Work request: Lines in the entries below where the word "lookup" shows up should each be copied.

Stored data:
◆ ◆ ◆ ◆ ◆

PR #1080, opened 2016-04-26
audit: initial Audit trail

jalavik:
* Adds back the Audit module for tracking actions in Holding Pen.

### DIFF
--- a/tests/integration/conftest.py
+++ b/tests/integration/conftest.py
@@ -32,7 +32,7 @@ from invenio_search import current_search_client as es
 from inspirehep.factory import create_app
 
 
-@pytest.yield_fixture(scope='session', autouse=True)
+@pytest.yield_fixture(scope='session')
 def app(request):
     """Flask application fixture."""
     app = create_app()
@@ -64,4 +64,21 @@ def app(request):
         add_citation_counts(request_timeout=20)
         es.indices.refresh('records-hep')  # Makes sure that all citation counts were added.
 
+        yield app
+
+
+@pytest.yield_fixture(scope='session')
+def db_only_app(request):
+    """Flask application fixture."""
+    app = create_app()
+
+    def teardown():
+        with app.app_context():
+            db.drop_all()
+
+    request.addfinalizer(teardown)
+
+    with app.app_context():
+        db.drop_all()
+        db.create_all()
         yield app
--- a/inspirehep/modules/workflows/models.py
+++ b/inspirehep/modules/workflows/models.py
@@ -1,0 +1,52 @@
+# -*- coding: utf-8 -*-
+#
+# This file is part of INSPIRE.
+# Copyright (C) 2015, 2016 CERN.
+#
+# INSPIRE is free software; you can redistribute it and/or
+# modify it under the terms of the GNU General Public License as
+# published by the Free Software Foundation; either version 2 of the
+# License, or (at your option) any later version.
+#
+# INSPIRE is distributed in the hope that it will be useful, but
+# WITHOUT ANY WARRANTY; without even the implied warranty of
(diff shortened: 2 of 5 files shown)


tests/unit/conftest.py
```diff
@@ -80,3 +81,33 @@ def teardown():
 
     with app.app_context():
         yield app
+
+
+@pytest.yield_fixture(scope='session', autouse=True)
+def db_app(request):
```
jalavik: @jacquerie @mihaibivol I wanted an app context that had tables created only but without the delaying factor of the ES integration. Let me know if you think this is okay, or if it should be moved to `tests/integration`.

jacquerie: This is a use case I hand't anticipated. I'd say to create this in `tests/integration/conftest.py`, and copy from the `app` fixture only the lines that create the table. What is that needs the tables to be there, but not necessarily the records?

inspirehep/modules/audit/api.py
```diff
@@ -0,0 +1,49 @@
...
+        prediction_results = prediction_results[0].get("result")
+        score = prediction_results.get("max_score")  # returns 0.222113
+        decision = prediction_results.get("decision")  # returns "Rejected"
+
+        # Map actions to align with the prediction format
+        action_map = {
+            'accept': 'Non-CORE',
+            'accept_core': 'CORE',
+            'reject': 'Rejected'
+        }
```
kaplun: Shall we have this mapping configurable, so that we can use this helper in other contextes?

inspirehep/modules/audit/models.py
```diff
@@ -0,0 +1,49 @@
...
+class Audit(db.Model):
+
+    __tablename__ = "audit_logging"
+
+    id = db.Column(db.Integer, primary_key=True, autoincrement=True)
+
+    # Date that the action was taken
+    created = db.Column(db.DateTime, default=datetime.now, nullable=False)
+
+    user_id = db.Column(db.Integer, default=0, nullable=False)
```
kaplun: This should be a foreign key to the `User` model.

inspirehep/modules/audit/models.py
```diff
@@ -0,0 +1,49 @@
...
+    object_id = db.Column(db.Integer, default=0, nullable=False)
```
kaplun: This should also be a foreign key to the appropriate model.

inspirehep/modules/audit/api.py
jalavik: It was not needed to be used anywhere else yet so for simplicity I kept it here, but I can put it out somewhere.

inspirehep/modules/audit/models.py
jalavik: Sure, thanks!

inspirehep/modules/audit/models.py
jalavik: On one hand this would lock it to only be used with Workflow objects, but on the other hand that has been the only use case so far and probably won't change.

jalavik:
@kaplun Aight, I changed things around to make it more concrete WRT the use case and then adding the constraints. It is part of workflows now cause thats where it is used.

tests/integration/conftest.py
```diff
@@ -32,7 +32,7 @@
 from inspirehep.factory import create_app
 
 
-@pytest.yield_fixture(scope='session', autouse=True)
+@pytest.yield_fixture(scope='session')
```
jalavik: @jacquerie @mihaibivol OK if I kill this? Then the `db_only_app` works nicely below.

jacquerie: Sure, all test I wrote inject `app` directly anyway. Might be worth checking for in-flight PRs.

◆ ◆ ◆ ◆ ◆

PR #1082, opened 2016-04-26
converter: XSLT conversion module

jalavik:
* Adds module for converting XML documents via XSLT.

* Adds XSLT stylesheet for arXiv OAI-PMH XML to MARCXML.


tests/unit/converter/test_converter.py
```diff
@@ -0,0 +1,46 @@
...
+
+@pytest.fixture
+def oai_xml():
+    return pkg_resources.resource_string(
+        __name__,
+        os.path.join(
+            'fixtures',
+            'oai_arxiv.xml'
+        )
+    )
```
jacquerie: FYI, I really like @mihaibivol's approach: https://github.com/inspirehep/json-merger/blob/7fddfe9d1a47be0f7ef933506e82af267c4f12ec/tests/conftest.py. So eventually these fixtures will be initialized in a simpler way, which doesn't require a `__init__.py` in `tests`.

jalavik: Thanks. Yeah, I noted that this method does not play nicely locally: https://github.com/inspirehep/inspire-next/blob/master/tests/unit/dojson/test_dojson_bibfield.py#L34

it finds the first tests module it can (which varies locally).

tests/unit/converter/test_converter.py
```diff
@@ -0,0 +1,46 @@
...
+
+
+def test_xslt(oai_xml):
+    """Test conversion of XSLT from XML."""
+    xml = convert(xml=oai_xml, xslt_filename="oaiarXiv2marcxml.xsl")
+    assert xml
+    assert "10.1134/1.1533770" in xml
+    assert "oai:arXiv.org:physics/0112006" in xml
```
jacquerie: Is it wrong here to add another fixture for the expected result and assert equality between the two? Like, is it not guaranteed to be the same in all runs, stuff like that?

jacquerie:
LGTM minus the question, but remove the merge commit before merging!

◆ ◆ ◆ ◆ ◆

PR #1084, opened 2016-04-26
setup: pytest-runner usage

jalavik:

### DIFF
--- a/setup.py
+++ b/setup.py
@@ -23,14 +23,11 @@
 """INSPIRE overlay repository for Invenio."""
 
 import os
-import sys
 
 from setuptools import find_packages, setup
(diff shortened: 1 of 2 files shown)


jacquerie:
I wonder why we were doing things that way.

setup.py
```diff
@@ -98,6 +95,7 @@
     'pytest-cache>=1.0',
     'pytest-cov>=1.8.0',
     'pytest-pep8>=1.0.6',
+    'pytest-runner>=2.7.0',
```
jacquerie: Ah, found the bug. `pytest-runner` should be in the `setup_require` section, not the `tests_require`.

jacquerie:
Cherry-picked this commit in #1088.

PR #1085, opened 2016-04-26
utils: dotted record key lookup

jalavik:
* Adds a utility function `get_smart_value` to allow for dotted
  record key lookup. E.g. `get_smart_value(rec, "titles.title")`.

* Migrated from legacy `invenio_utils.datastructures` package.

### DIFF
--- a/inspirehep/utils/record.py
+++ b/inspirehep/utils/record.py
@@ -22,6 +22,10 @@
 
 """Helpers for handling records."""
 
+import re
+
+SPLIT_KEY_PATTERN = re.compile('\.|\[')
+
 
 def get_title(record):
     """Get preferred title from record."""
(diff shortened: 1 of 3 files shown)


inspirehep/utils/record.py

◆ ◆ ◆ ◆ ◆

Written reply:
utils: dotted record key lookup
  record key lookup. E.g. `get_smart_value(rec, "titles.title")`.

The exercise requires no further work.